India's recent decision to restrict automatic flow of foreign direct investments (FDI) from China and other neighbouring countries may not have much impact on the country's self-dependence in manufacturing, argues a new analysis by Delhi-based researchers.
The paper "Inbound mergers and acquisitions: issues and challenges" by K.S. Chalapati Rao and Biswajit Dhar prepared under the ICSSR-sponsored research programme states that losing the control of technology-based domestic companies nurtured through liberal tax incentives to any country will have long term adverse implications.
"Given its present position of not being able to access technology and not spending enough on R&D, technology-based domestic companies are of immense strategic importance. Losing them to any country let alone China will be a serious blow," the researchers say.
The paper states that the need to review FDI policy had never been followed up even though it was mooted as far back as 2008 and reiterated in 2017. "Instead, piecemeal relaxation of FDI policy has been continuing. The policymakers seem to believe that opportunistic M&As by other countries are benign and those by China are harmful.
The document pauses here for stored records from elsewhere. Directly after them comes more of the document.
Issue #417, opened 2026-08-05
care-gaps tells patients their DOB and sex are missing when they are on file, and hides partial results


aks129:
Two defects in `r6/caregaps/report.py`, both found by adversarial QA driving the production caller shape. Both are what PR #393 (#389 half one) left behind: the silence is fixed, the *reasons* are not.

## 1. A false reason: "your date of birth and sex were not available"

Production callers pass no `subject`. On that path the tenant-default fallback **resolves** — `subjectResolution: {"state": "tenant-default", "subject": "Patient/dfe2…"}` — but the route does not hand the resolved Patient to the evaluator. All seven rules go `indeterminate`, and `_unevaluated_reason` (`r6/caregaps/report.py:27-30`) returns `demographics-unavailable`.

The patient reads:

> Your date of birth and sex were not available to this check.

The same Patient carries `birthDate 1985` and `gender female`. With an explicit subject the identical record scores `due=4, up_to_date=2, indeterminate=0`.

The emptiness is honest. The reason is false, and it is actively harmful: it sends someone to re-enter demographics that are already in their record, and it points suspicion at their data rather than at our plumbing.

This is a sharper version of the pattern. We stopped saying "you have no screenings due" and started saying "your record is missing basics". The second is a different false statement about the patient's data, not an absence of one.

## 2. A partial list presented as complete

`r6/caregaps/report.py:88` attaches the `unevaluated` marker only when the consumer list is **entirely** empty:

```python
if not lines:
```

A Patient with a `birthDate` and no `gender` — routine in real feeds — produces:

```
buckets: due=4 up_to_date=0 n/a=1 INDETERMINATE=2 total=7
consumer lines shown: 4
unevaluated marker  : (NONE)
```

The two that vanish are the sex-gated screenings, cervical and mammography. A woman with no `gender` coded sees four screenings and is told nothing about the two that were not checked — and those two are the ones where a missed screening matters most.

"All-or-nothing" is the wrong granularity for a completeness marker. Any indeterminate rule must be visible, not only the case where every rule is indeterminate.

## Fix

1. Hand the resolved Patient to the evaluator on the fallback path, so a resolved subject is actually evaluated. Then `demographics-unavailable` becomes true only when the demographics really are absent.
2. Attach the marker whenever `indeterminate > 0`, naming how many rules were not evaluated and why. A partial answer must say it is partial.

## Proof required

[...]

PR #691, opened 2026-09-10
fix(labs, caregaps): an unscored reading is a statement, and up-to-date means timing (#689)

### LINKED ISSUE #689: labs: an unscored analyte vanishes from the consumer summary, so a panel of nothing-but-unscored reads as nothing wrong
Found while reviewing a recorded clinician demo against the code. The demo showed a patient whose only vitals on file were four consecutive stage 2 blood pressures, the most recent 164/98 — and the assistant's summary of that patient led with "0 high, 0 critical".

## Why it says that

`r6/labs/interpret.py` scores an analyte only when its LOINC is in `LOINC_RANGES`. Blood pressure is not in that table and cannot be — it is a multi-component observation, and the interpreter declines to guess rather than scoring a panel. That is the right call, and `_indeterminate` records it with `flag: None`.

What happens next is the problem.

- `build_interpretation_summary` counts it under `indeterminate`, but **never adds it to `flagged`**, so `flagged` is `[]`.
- `build_consumer_summary` iterates `if r.get("flag")`, so an indeterminate result produces **no line at all**. The analyte disappears.

A caller — a model, a clinician skimming, a patient — reads `high: 0, critical: 0, flagged: []` and a consumer summary with nothing in it. For a panel where every analyte was unscored, "we did not evaluate this" and "we evaluated this and it is fine" are rendered identically. The one the reader takes is the wrong one.

## Why this is the guardrail's own rule

This project already refuses the same shape elsewhere: a screening we cannot fully check is not one you are due for, and care gaps render an explicit unevaluated note rather than silence. "No known allergies is never inferred" is the same principle. An unscored analyte is the lab-interpreter instance of it, and it is currently silent.

It is worse here than in care gaps, because the number that would have prompted a clinician — a stage 2 reading — is on the screen at the same moment the summary says nothing is flagged.

## What to change

- `build_consumer_summary` emits a line for an indeterminate result that names the analyte and says it was not evaluated and why, rather than dropping it.
- The interpretation summary makes an unscored count impossible to miss when it is non-zero — a caller reading only `flagged` must not be able to conclude "nothing to report".
- Neither is a clinical judgement: nothing here starts scoring blood pressure. Declining to score stays; only the silence goes.

## Tests

A panel containing only unscored analytes: the consumer summary is not empty, and it names what was not evaluated. A mixed panel: the unscored analyte appears alongside the scored ones. And a pin that `flagged` alone cannot be read as completeness while `indeterminate` is non-zero.

Related: the care-gaps unevaluated note, and #214's family of "the gate that reads stronger than it is".

aks129:
Closes #689. Both defects were found by reviewing a recorded clinician demo against the code.

## 1. An unscored analyte left no trace

The demo showed a patient whose only readings were four consecutive stage 2 blood pressures, most recent 164/98, and the assistant's summary read "0 high, 0 critical".

Blood pressure is multi-component, so it is not in `LOINC_RANGES` and cannot be; the interpreter is right to decline rather than guess. What was wrong is what followed: an undecided result never entered `flagged`, and `build_consumer_summary` skipped anything without a flag. A panel where nothing could be scored rendered exactly like a panel where everything came back normal, and of those two readings the reader took the wrong one.

- `build_consumer_summary` attaches `unevaluated`, `unevaluated_count`, `unevaluated_analytes` and `unevaluated_note` on **any** undecided result, not only a wholly undecided panel. Care gaps paid for that granularity once already (#417).
- `build_interpretation_summary` names the undecided analytes, so a caller reading `flagged` cannot take it for completeness.
- `_indeterminate` carries `indeterminate_reason`, a slug, so the report layer groups on a fact instead of parsing prose. Same field, same posture as `r6/caregaps/report.py`, whose docstring already cited this module as the pattern it followed.
- The undecided analyte's name comes from `r6/terminology.py` keyed by code — never from the Observation's own `display` or `code.text`. Where the terminology has no label, the note carries the LOINC, which is not PHI.

Nothing here starts scoring blood pressure, and no note says anything about the person: it states what was not evaluated and why, and sends the reader to their clinician.

## 2. "Looks up to date" read as reassurance

Same demo, other surface: the assistant told the patient "your blood pressure and A1c monitoring both look up to date". True about cadence, taken as a verdict about control, and the words were ours. The line now says which it is: *"is up to date on timing (last on …). This checks when it was done, not what it showed."*

## Tests and mutations

Seven pins in the labs report suite and one in care gaps. The four describing new labs behaviour were red before the fix.

| Mutation | Result |
|---|---|
| Drop the marker from the consumer summary | red, 3 tests |
| Attach the marker only when the panel is wholly undecided | red |
| Empty the clinician summary's analyte names | red |
| Name the analyte "an analyte" instead of via terminology | red, 3 tests |
| Count an unscored result as normal | red, 3 tests |
| Drop the "not what it showed" clause | red |

Full suite 3668 passed, 13 skipped, 1 xfailed. `uv run ruff check .` clean.


aks129:
Third commit, after checking the two surfaces that showed the defect rather than only the data behind them.

**The marker arriving is necessary, not sufficient.** The MCP server passes the Flask JSON through whole, so a connected client already receives `unevaluated_note`. CareAgents also receives it, but had no instruction to use it, and care gaps found out the hard way (#417) that a model handed lines plus a note leads with the lines. Handed `high: 0, critical: 0` plus a note, it leads with the zeros — which is the summary on camera. `get_labs` now carries the same shape of instruction `get_care_gaps` does: the answer is incomplete, zero flagged means nothing was *scored* abnormal rather than nothing is abnormal, and an unevaluated result is never called normal. Two tests; disabling the guard turns one red.

Two copy fixes from review: the labs note pluralises its cause for more than one unscored result, and the timing line no longer reads oddly after a vaccine.

Full suite 3670 passed. Ruff clean.

Issue #685, opened 2026-09-07
Board: held branches, fork points and the order they have to land in


aks129:
Shared execution board for Claude Code (builder), Astra (verification and partner evidence), and the founder. Updated September 12, 2026. Verified remote main: f6365aa00bff9c01b33e019b0f16e243c5703ec3.

## Delivery objective
Reach a repeatable, supervised synthetic beta first. General 2.0 release remains a separate gate against the implementation playbook. Recruitment preparation runs alongside engineering; publication, spending, merges and deployment stay with the founder.

## Priority execution order

| Order | Owner | Work | Acceptance / dependency |
| --- | --- | --- | --- |
| P0.1 | Claude builder | Reproduce and resolve existing #679 on current main, one bounded PR | Failing characterization before fix; authorized cases and preview preserved; refusal class tested; mutation caught; required checks pass; Astra reviews exact SHA |
| P0.2 | Claude builder | Resolve existing #681 and #666 as separate form-correctness slices | Sequence shared SDC paths after P0.1; each slice has tests and mutation evidence. Forms stay outside pilot scope until their acceptance recipe passes |
| P0.3 | Claude prepares; founder executes | Release candidate and deployment checklist, tracking #644 and #568 | Exact candidate SHA, configuration prerequisites, migration/rollback steps and smoke commands prepared before approval. Verify deployed SHA afterward |
| P1.1 | Astra | Execute #677 first-user acceptance on the candidate | Sign-in → explicit source → useful read → honest missing-data handling → reopen/history → applicable review artifact. Record statuses only; account data stays private |
| P1.2 | Astra; Claude coordinates environment ownership | Credentialed Medplum and supported OpenClaw acceptance | Verify server identity, authenticated read, refusal and operation-specific audit evidence. Agree sandbox/host ownership first; fixture writes scoped to a test environment. Simulated tests do not complete this gate |
| P1.3 | Claude builder; Astra reviews | Next audit/kernel slice; existing #659 for any included push-approval surface | Use current ratchets and existing issue contracts; unverified actions excluded from pilot. One surface does not prove all surfaces |
| P1.4 | Astra prepares; founder sends | First five usability testers, three engineering partners, two clinician reviewers | Tailored drafts, current destination rules, working synthetic entry point, approved posts/incentives. Measure groups separately |
[...]

PR #672, opened 2026-09-06
qa(mcp): the OAuth walkthrough, A1 to A8 and R1 to R8 as a script that fails loudly (#568, spec §8)

aks129:
## What

The artifact spec §8 names: `services/agent-orchestrator/qa/oauth-walkthrough.sh`, in the pattern of the Aidbox walkthrough. It runs against a deployed pair (Flask with #669 plus the three held branches, the MCP server with #671) under the demo policy, so no person is needed for the authorize step, and no PHI is reachable by construction.

Asserted, each with the guarantee it names:

- **A1** unauthenticated initialize is 401 with `resource_metadata` and `scope`, no `error=`
- **A2/A3** the URL from that header serves the document, readable from a browser, and its `resource` string-equals the URL the client connected to
- **A4** the authorization server's metadata resolves where a client looks for a path-less issuer; `issuer` matches; every endpoint is https; S256; RFC 9207 advertised
- **A5** dynamic registration answers 201
- **A6** authorize is a 302 carrying `code`, `state` and `iss`, read from the Location header; the token endpoint answers a Bearer (and a refresh token, noted when absent)
- **A7** the token initializes a session; tools/list answers; the two privileged tools are withheld
- **A8** a read reaches Flask through the consented tenant; a write-tier tool with a forged step-up argument is refused as read-only. `CALL_EVERY_TOOL=1` walks the read tier with the fixtures the script has and reports called/answered/skipped counts rather than implying coverage it did not measure
- **R1, R2, R3, R5, R8** measured live; **R4, R6, R7** named as deferred to `src/oauth-path.test.ts` with the reason (a token older than its TTL, a boot property, a second deployment with the flag off)
- **§9.4** the preflight answers with an allow-origin and the 401 exposes `WWW-Authenticate`

Exit status is the verdict: any failed assertion exits 1. The spec's §8 gets a one-line pointer.

## Evidence

`bash -n` clean. Not yet executed against a pair: the pair does not exist deployed, and the Mac mini session is asked to run it against its local pair and post the transcript here. That run is the evidence; until it lands this PR is the script and the claim that it asserts, not a claim that anything passed.

🤖 Generated with [Claude Code](https://claude.com/claude-code)

PR #701, opened 2026-09-12
docs(runbook): enabling the MCP connector on real records, in the owner's order

### LINKED ISSUE #568: MCP authorization phases 2 and 3: a hosted connector still cannot reach a tenant

aks129:
The connector chain is complete on `main` (#669, #695, #697, #698, #670, #671, #672) and switched off in production behind `MCP_OAUTH_ENABLED` and `CAREAGENTS_CONSENT_URL`. Nothing turns it on by itself.

This runbook is the owner's sequence: DNS for the canonical host (#522), the variables per service (the same secret in three places, byte-identical), the two manual deploys with the flag still unset, enable with the demo policy first, then the consent surface, then the spec §8.4 end-user run that closes #568. §5 is the rollback; §6 the three things that look like bugs and are not.

Docs only. The §0 table now records that every code piece has merged; the "what is not done" line is everything below it. Linked from the deploy notes in `docs/development.md`. Link guard green.

Refs #568, #522, board #685 (held branch reconciled: this was `a53cb87` cut from `957847f`, now rebased onto `f6365aa`).


aks129:
**Owner decision needed: which tenant classes may be read through a harness that retains session state without ZDR.**

Context: #723 reviews the OpenAI Agents API, Grok Bot and Meta Muse as clients of the locked MCP server. All three consume the same endpoint and token; the guardrails hold server-side. The one thing the connector cannot settle on its own is data retention after a result leaves us. The Agents API states US-only residency, no Zero Data Retention, and that a self-hosted sandbox does not change that. The claude.ai connector is in the same position for the same reason.

Recommendation, per tenant class:

| Tenant class | Harness that retains state, no ZDR | Note |
|---|---|---|
| Synthetic demo tenant | Yes | already the connector's demo policy |
| Supervised beta on sample records (#718) | Yes | sample records only |
| Real-records tenant | **No, until a BAA covers the harness** | consent page should say so in plain words |

If you rule this way, the consent page (spec §13) needs one line stating which connections a given client may see, and the OAuth mint refuses a real connection for a client without a covering agreement. That is a small follow-up slice on my side; I will not start it without the ruling.

Credentials: no static deployment token into a harness vault or onto a shared cloud computer (Grok Bot shares one machine across all of a user's bots). The OAuth path with the rotating refresh token (#698) is the credential for these surfaces.

aks129:
**Decision table for the owner** (Codex asked that the decision be stated separately from the merged runbook, with the exact configuration each choice implies; nothing below is enabled by this comment).

| Ruling | Who may read through a retaining harness (Agents API, claude.ai connector, Grok Bot, Muse) | Exact configuration if chosen | Residual limitations |
|---|---|---|---|
| **A — as recommended above** | demo tenant and supervised-beta sample tenants only; real-records connections refused for any client without a covering agreement | `MCP_OAUTH_ENABLED=1` + `CAREAGENTS_CONSENT_URL` per the runbook; **one new knob** `MCP_COVERED_CLIENTS` (comma-separated OAuth client ids with a BAA in place; default empty) — the consent page lists only demo/sample connections for a client not on it, and the mint refuses a real connection for that client (small follow-up slice, not started) | a harness can still retain what a *sample* record says; the wording on the consent page is the only thing telling the person which of their connections a client may see |
| **B — demo tenant only** | the synthetic demo tenant; no beta, no real records | `MCP_OAUTH_ENABLED=1`, `CAREAGENTS_CONSENT_URL` **unset** (demo policy stays) | the supervised beta cannot use a connector client at all; #718's harness rows are moot until changed |
| **C — real records permitted with consent text** | any connection the person consents to, with the retention sentence on the consent page | runbook as written, no new knob | HIPAA exposure sits with the harness vendor's retention terms, not with anything we enforce; not recommended without a BAA |

Common to all: no static deployment token in any harness vault or shared cloud computer; the OAuth path with the rotating refresh token (#698) is the credential. Retention terms are the vendor's as published on 14 Sep (Agents API: US-only, no ZDR) and should be re-read before enabling.

The implementation side (#701 runbook) is merged; this table is the open decision.

PR #706, opened 2026-09-12
fix(mcp): a rejected token is remembered, so a stale one costs one round trip per window (#675)

### LINKED ISSUE #675: MCP OAuth: a rejected token is introspected once per request, with no negative cache
Follow-up from #671, which fixed the ordering defect but not this.

The MCP server resolves a bearer token by asking the authorization server's introspection endpoint. Live grants are cached. A **rejected** answer is not, so an unknown or expired token costs one request to Flask every time it is presented, up to the rate limit: 120 per minute per address at the default.

That is bounded now, because the limiter runs above the credential check (#671). It is still an asymmetry worth closing: a client looping on a stale token, or a scanner walking the endpoint, turns one useless request into one useless request plus one authorization-server round trip.

Shape of the fix: cache the negative answer under the same key the positive one uses, with a short time to live, well under the shortest token lifetime so a token that becomes valid is not refused for longer than that window. A token cannot go from inactive back to active in the current design, but a cache that assumes so should say why rather than rely on it.

Wants a test that a second presentation of a rejected token makes no second call, and one that the cache expires.

Refs #671, #568.

aks129:
Closes #675. Refs #671, #568.

## The asymmetry

Live grants were cached under the token's SHA-256; a rejected answer was not, so a client looping on a stale token or a scanner walking the endpoint turned one useless request into one useless request plus one authorization-server round trip, up to the rate limit (120/min per address). Bounded since #671 put the limiter above the credential check; still worth closing.

## The fix

The negative answer is remembered under the same key for **thirty seconds** — well under the shortest token lifetime (`OAUTH_TOKEN_TTL`, 3600s by default), so a token that becomes valid is refused for at most that window. A token cannot go from inactive back to active in the current design; the comment says so, and the cache does not rely on it.

One distinction the issue leaves implicit, made explicit: `introspect()` now returns the grant, `"rejected"` (the server's answer, or a token failing a condition) or `"unavailable"` (not configured, unreachable, not 2xx, unparseable). Both are 401 to the caller; only `"rejected"` is remembered. Otherwise an outage blip would refuse a good token for the whole window — fail closed now, ask again next time.

## Tests (`oauth-path.test.ts`)

- a second presentation of a rejected token makes no second call
- the memory expires (Date.now stubbed past the window; the token is then accepted, with a second call)
- an authorization server that could not be asked is not remembered as a no

The limiter test now presents a distinct token per request, since a repeated one no longer costs a call; its property (past the limit, no introspection) is unchanged.

**Mutations**, each compiling (an env-var guard, per the trap in #702), tests ran: never remember → 1 failed / 29 passed; remember the unavailable too → 1 failed / 29 passed. `tsc --noEmit` clean; full node suite green.


aks129:
Note on `node-tests`: the suite flakes in full parallel runs on `main` too (2 of 15 runs at the current node tree, same two limiter tests; on this branch the rate was the same). Filed as #707 with the measurements; a red `node-tests` here is a rerun, not this change. The limiter test's change to a distinct token per request is unrelated to that flake and is required by this PR.

PR #731, opened 2026-09-14
feat(action-rail): a person who says no is recorded as one, not as a timeout (#520)

### LINKED ISSUE #520: actions: a human who declines and a human who never looked produce the same record

aks129:
## What

`awaiting_confirmation` could only become `executing` or `expired`, so a refusal and a lapse produced the same record: the trail could prove nobody approved, never that somebody objected (#520, human-gate spec §4.4).

- `declined`: terminal, reachable only from `awaiting_confirmation`, and only through the new route. Never inferred: a lapsed window stays `expired` even when Decline is tapped after the fact.
- `POST /r6/actions/<id>/decline`: the same action-bound, payload-bound, single-use credential as confirm (`require_grant` with `ACTION_APPROVAL_AUDIENCE` and `approval_operation`, nonce consumed), so only the surface that showed the person the card can record their answer, and a declined credential cannot be replayed to approve. Body `{declined_via}` over the same surface vocabulary as `approved_via`. Guarded transition with the expiry predicate; audited PHI-free (surface + payload digest) via `add_audit_event` in the same session, per the post-commit-shim ratchet.
- The review page's status poll gains a `declined` arm (the drift test requires every producible status to have one); the MCP `action_status` description lists the word and says never to re-propose unasked.
- Matrix row and non-ASCII-token row for the new gate.

Not in this slice, on purpose: the Decline button and its CareAgents relay (the review page posts through the relay, which holds the credential). That is a consumer-app slice on top of this state; the spec's `ActionConfirmation`-shaped refusal record is a schema change that should ride with the approve page (#215), and the `ActionEvent` + AuditEvent here already carry who-via/when.

Closes #520.

## Tests

`tests/actions/test_decline_is_a_state.py`: transition table; decline recorded as decline with a PHI-free audit row and no dial; declined action cannot then be approved (409); the credential is spent (replay to confirm is 401); a generic write token cannot decline (401); a lapsed window is `expired` not `declined` (410); decline before commit conflicts (409); unknown surface 400.

## Mutation evidence

- Route records `expired` instead of `declined`: 2 failed.
- Gate weakened to a generic write token: 2 failed.
- Nonce not consumed: 1 failed.
- Restored: 3921 passed, 44 skipped, 1 xfailed. Ruff clean; node status tests 5 passed in band.


aks129:
Two fix-ups pushed after review: (1) `3abc832` regenerates the MCP tool manifest (the `action_status` description changed) and lifts the landing page's test figure, which CI caught; (2) the decline route now mirrors confirm's TOCTOU branch: a window that lapses between the snapshot check and the guarded claim is flipped to `expired` and answered 410, not 409 naming the same state twice; pinned with the `is_expired → False` pattern from `test_expired_row_cannot_win_commit_claim`. Mutation: branch removed → 1 failed.

PR #1188, opened 2022-08-10
Make `screenshotUris` non-optional.

jladieu:
If omitted, they should be defaulted to an empty list.

### DIFF
--- a/src/v2/providers/alerts/appDistribution.ts
+++ b/src/v2/providers/alerts/appDistribution.ts
@@ -72,7 +72,7 @@ export interface InAppFeedbackPayload {
   /** Text entered by the tester */
   text: string;
   /** URIs to download screenshot(s) */
-  screenshotUris?: string[];
+  screenshotUris: string[];
 }
 
 /**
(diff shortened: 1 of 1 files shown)


inlined (commented):
Starting on line 332, edit the following code:

```
  const func = (raw: CloudEvent<unknown>) => {
    return handler(raw as AppDistributionEvent<InAppFeedbackPayload>);
  };
  ```
  
  to be:
  
  ```
  const func = (raw: CloudEvent<unknown>) => {
    const event = raw as AppDistributionEvent<InAppFeedbackPayload>;
    // Consolidate the case of empty array and null array
    event.data.payload.screenshotUris = event.data.payload.screenshotUris || [];
    return handler(event);
  };
  ```

File: src/v2/providers/alerts/appDistribution.ts [hunk 1]
```diff
@@ -330,7 +330,10 @@ export function onInAppFeedbackPublished(
   const [opts, appId] = getOptsAndApp(appIdOrOptsOrHandler);
 
   const func = (raw: CloudEvent<unknown>) => {
-    return handler(raw as AppDistributionEvent<InAppFeedbackPayload>);
+    const event = raw as AppDistributionEvent<InAppFeedbackPayload>;
```
jladieu, line 333: @inlined Thanks for the coaching, fix applied.

inlined (approved):

PR #1189, opened 2022-08-12
fix: prioritize boolean cors value over debug flags

stfsy:
### Description

As discussed in https://github.com/firebase/firebase-tools/issues/4862 it's not possible to disable cors in v2 functions when running in the emulator, because the emulator enables the debug feature for cors overriding `opts.cors`.

If we could prioritize the boolean flag over the debug feature, we could have both: The ability to disable cors and also prioritize the debug flag over user provided configuration.


src/v2/providers/https.ts
```diff
@@ -219,7 +219,7 @@ export function onRequest(
     opts = optsOrHandler as HttpsOptions;
   }
 
-  if (isDebugFeatureEnabled('enableCors') || 'cors' in opts) {
+  if (opts.cors !== false && (isDebugFeatureEnabled('enableCors') || 'cors' in opts)) {
```
taeold, line 222: oof lots conditions here that's making my head spin 🤯 

What if we do this in longer form:

```suggestion
  if (isDebugFeatureEnabled('enableCors') || 'cors' in opts) {
    let origin = opts.cors;
    if (isDebugFeatureEnabled('enableCors')) {
      // Respect `cors: false` to turn off cors even if debug feature is enabled.
      origin = opts.cors === false ? false : true 
    }
  }
```

taeold (changes requested):

stfsy:
@taeold updated as per suggestion and rebased

taeold (approved):
LGTM - please fix formatting!

Thank you for an awesome contribution!

stfsy:
@taeold anything else I can do?

stfsy:
@taeold got it now, had to run `npm run format:fix` to fix the formatting error. I committed and pushed the changes just a few seconds ago.

colerogers:
@stfsy I fixed your merge conflicts but it looks like you need to run `npm run format` one more time before we can merge this.

stfsy:
@colerogers thank you very much 🙂 I ran `npm run format` and commited+pushed the results

PR #1192, opened 2022-08-19
Automatically add trace property to v2 function logs

taeold:
All traffic to Cloud Run revisions are populated with `traceparent` and `X-Cloud-Trace-Context` header [doc](https://cloud.google.com/run/docs/trace) and Functions Framework helpfully processes and injects the traceparent on cloudevent payload (See https://github.com/GoogleCloudPlatform/functions-framework/issues/47).

We take advantage of this and automatically inject `trace` property to all logs generated from `functions.logger`. All logs emitted from functions logger then are correlated with requests - and it even works when concurrency > 1.

Traced logs are awesome with Cloud Logging:

image

And looks great in Cloud Trace too!

image


TheIronDev (approved):
Lgtm!

yblok13:
Trace property is not automatically added to logger.write().

PR #1197, opened 2022-08-23
More ESLint Migration

taeold:
Turns out I missed most of the files for migration from prettier to eslint in https://github.com/firebase/firebase-functions/pull/1194 due to poorly configured `.eslintignore` - it ignored all files under `src/v1` and `src/v2`!

Correctly configure eslint and run `npm run format`. Again, I had to manually fixup issues like:

1. Remove empty function definition (prefer ()=>undefined over ()=>{})
1. Remove unused arguments from function definitions


taeold:
Again, I'm going to merge this PR without waiting for a review. I don't expect a human to be able to review this PR. Instead, we will rely on integration tests and bugbash to help surface any accidental regression.

PR #1198, opened 2022-08-23
Fix integration tests

taeold:
Integration test caught some bugs!

1. From https://github.com/firebase/firebase-functions/pull/1155 - Some internal type must be exposed - otherwise compiling user projects fails w/ error message like below:

```
Error: node_modules/firebase-functions/lib/common/params.d.ts(10,13): error TS2314: Generic type 'Extract' requires 2 type argument(s).
Error: node_modules/firebase-functions/lib/common/params.d.ts(10,21): error TS2304: Cannot find name 'Split'.
Error: node_modules/firebase-functions/lib/common/params.d.ts(10,27): error TS2304: Cannot find name 'NullSafe'.
```

2. From https://github.com/firebase/firebase-functions/pull/1181 - There is no way to call private callable functions since GCF requrie GCP identity token as authorization header while callable function requires Firebase auth tokens. Disabling those test cases in the integration test until we can mint a GCP project w/ permission to create public functions.

### DIFF
--- a/integration_test/functions/src/index.ts
+++ b/integration_test/functions/src/index.ts
@@ -20,6 +20,8 @@ import * as testLab from "./v1/testLab-utils";
 const firebaseConfig = JSON.parse(process.env.FIREBASE_CONFIG);
 admin.initializeApp();
 
+// Re-enable no-unused-var check once callable functions are testable again.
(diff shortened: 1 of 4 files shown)


TheIronDev (approved):
LGTM

PR #1199, opened 2022-08-23
Fixes a bug that disallowed setting customClaims and/or sessionClaims in blocking functions

colerogers:
- Adds `customClaims` and `sessionClaims` to the updateMask.


taeold (approved):
It sounds like pulling customClaims and sessionClaims out was intentional at some point - what changed?

colerogers:
@taeold Originally, we had the update mask function recurse into keys and stopped if we hit custom or session claims. We changed behavior & rewrote the code, but never removed the the if check and tests 🤦‍♂️

PR #1201, opened 2022-08-24
Update Change docs

TheIronDev:
Update Change docs

### DIFF
--- a/src/common/change.ts
+++ b/src/common/change.ts
@@ -39,6 +39,7 @@ export interface ChangeJson {
   fieldMask?: string;
 }
 
+/** @internal */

When the European countries unhesitatingly address the issue of fire sale, India's approach aimed at only the neighbouring countries can at best be termed as feeble," they point out.
According to the authors, FDI has acquired a prominent place in many technology intensive industries, with M&As playing a major role, in the last two decades.
"There is little scope for domestic leaders to emerge in such industries and remain domestically-owned. There have also been many problems associated with foreign manufacturing companies: weak local linkages, adversely affecting CAD, perpetual dependence on technology from parents, transfer of resources (in many forms) and relatively far less investment in manufacturing sector (and much less in new capacity creation). At the general level, there has been high and persistent loss of foreign exchange due to disinvestment/repatriation. FDI, which is sought to meet CAD, can, in fact, contribute to future deficits. India cannot continue to rely on FDI to achieve the goal of creating an internationally competitive manufacturing sector," the paper suggests.
They look at uncontested takeover of Indian firms as an indication of the absence of conditions that allow domestic entrepreneurs to remain in business and to scale up.
"Cross border mergers and acquisitions are only a symptom behind which there are many contributing related aspects like trade, finance, technology and entrepreneurial failure. Thus, restricting brownfield investments alone will not serve the purpose. Positive steps will have to be devised keeping the sectoral needs in focus to encourage domestic enterprises. The focus should, therefore, shift to better understand the constraints faced by the domestic industry. In the absence of leading Indian companies, promising start-ups cannot be prevented from selling off to MNCs," they said.
The research paper wanted private equity funding in R&D-based companies to be substituted by long term stable domestic funding. "The emphasis placed by France and Germany on the funding aspect cannot be lost sight of. The merger policy cannot be nationality neutral. Cross-border acquisition of domestic companies should be treated separately. Instead of relying on the Competition Act, a new mechanism needs to be devised to prevent India from losing advantage in critical areas," the paper suggests.
It calls for the establishment of a separate body to oversee FDI's operations including M&As, something similar to the scuttled move to bring in a National Security Exception Act (NSEA) in 2006, to review foreign investment-related security threats. According to them, some of the problems are associated with liberal FDI policies and are not specific to M&As.
"Regarding competition, the Chinese approach of distinguishing between low technology mass consumption goods and technology-intensive and heavy investment sectors could provide a useful starting point. While the former would operate on market principles, with due regard to the interests of domestic MSMEs, large enterprise groups have to be 'cultivated', and organised and orderly competition has to be ensured. With inadequate expenditure on R&D and continuing lopsided JV arrangements, India cannot expect to build its technological strength. First and foremost the policy of allowing 100 percent FDI companies should be reviewed," it said.